臺灣宜蘭地方法院刑事判決 103年度自更(二)字第1號自 訴 人 池仁愛自訴代理人 林宇文律師被 告 陳嘉昌
陳文卿上列被告因偽造文書案件,經自訴人提起自訴,經本院以102年度自更(一)字第1號判決後,自訴人不服提起上訴,經臺灣高等法院以102年度上訴字839號刑事判決駁回上訴,自訴人再提起上訴,經最高法院以102年度台上字第5125號撤銷發回本院審理,本院判決如下:
主 文本件自訴不受理。
理 由
一、自訴意旨略以:自訴人於民國97年12月1日起至99年3月19日任職宜蘭縣政府警察局,擔任宜蘭縣政府警察局宜蘭分局分局長,被告甲○○時任宜蘭縣政府警察局局長、被告陳文卿時任宜蘭縣政府警察局督察長,被告2人均為當時自訴人任職於宜蘭分局之直屬長官,掌管對自訴人之平時成績考核、年終考績之權力。
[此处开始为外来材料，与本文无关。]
Issue #2262, opened 2024-02-01
Add Background Reconciliation for Entities


Vyom-Yadav:
### Please describe the enhancement

Minder relies purely on event-based processing triggered by webhooks/user actions. Apart from edge-based triggering, Minder should also reconcile the entities in the background. Reconcilers under the scope of this issue are:

- [ ] Continuously update the evaluation status for entities against registered rules. (Task - I)
- [ ] Continuously evaluate the state of the webhook created by the minder on GitHub. (As the user may accidentally delete it) (Task - II)

These reconcilers are required to ensure all existing rule evaluations in minder are updated according to any newly added logic. See #1609 for example.

### Solution Proposal

Continuously running the reconcilers is not feasible due to resource constraints and the provider's API limits. Reconcilers would run based on a cron job with a small enough batch size not to hit rate-limiting errors for any provider.

### Additional context

For more details see: https://discord.com/channels/1184987096302239844/1201083912521252885

jhrozek:
Hi @Vyom-Yadav I was thinking about this feature some time ago (though I haven't gotten far, thank you very much for picking it up) here are my notes from that time. Feel free to take anything you like from them or not if otherwise :-). A lot of it is very hand-wavy, as I said, I didn't get too deep.

- I was thinking about having a separate process, a singleton as opposed to be a part of the potentially replicated minder instances. The idea behind this was that presumably we'd use a queue of entities to be updated and having a singleton writing to the queue just seemed simpler.
- this new component (please name it `reminder` :-)) would periodically (say once an hour?) traverse the database, picking up projects that contain entities that haven't been updated in `$TIME_PERIOD`.
- each project would get a time slot and could update up to N entities from the project within that time slot. Individual updates within that interval would be spaced apart with a jitter to avoid spikes. An entry to update an entity would be written to a work queue. We use watermill with an SQL back end, without thinking about the details too deep I was wondering if we could make this `reminder` a topic publisher and `minder` workers subscribers to the periodical update topics.
- the minder processes being subscribers to the periodical update table would then issue an `ExecuteEntityEventTopic`

Vyom-Yadav:
Good points, @jhrozek ! I'm also thinking about having this as a separate process. Based on the number of replicas, we can process an entity repeatedly, leading to rate-limiting errors.

The Singleton Client Binary would have the logic for scheduling reconciliation events. The approach I had in my mind is:

[...]

PR #2394, opened 2024-02-21
Refactor project structure: Move cursor file to utils package and migrate common config struct to common.go

Vyom-Yadav:
Pre-Requisites for #2262 

Changes:

- Migrated `server/db.go` -> `config/common.go` as both server and reminder service would need to connect to the DB.
- Migrated `controlplane/cursor.go` -> `util/cursor.go` as `reminder` package shouldn't depend on `controlplane` pkg.
- Migrated `GRPCClientConfig` struct and associated CLI method to `config/common.go` as reminder service would need to connect to the GRPC server (for sending reminders)


internal/util/cursor/cursor.go
```diff
@@ -12,7 +12,8 @@
 // See the License for the specific language governing permissions and
 // limitations under the License.
 
-package controlplane
+// Package cursor provides a way to encode and decode cursors for paginated queries
+package cursor
```
dmjb, line 16: Are the cursors ever used outside of the control plane? If not, I think it may make sense to keep them as a sub-package of controlplane.

dmjb: Yes, they should probably go into a less-generic package than `util`, but that is something we can worry about when you introduce your next PR(s). I'm happy to leave them in util for now.

dmjb (approved):

JAORMX (approved):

自訴人於99年3月20日調離宜蘭分局長,改任職至國家公園警察大隊擔任警務組組長職務,即聽聞被告2人對自訴人之年終考核及平時成績考核之紀錄與事實不符,對自訴人多所負面不實之記載,影響自訴人權利至鉅。查年終考核表及平時成績考核紀錄表,均為被告2人職務上所掌之公文書,本即應翔實記載,不應為不實之記錄,而損害自訴人之權利,但今被告2人卻對自訴人考績(或考核)之記錄有所不實,自已違反刑法第213條公務員登載不實罪,為此提起自訴。但因年終考績、平時成績考核表該2份文書,自訴人均無法任意取得,懇請向內政部警政署調閱自訴人97、98年終考核表、98年1至4月、5月至8月平時成績考核表,以便證明被告2人對自訴人之考核記載有所不實等語。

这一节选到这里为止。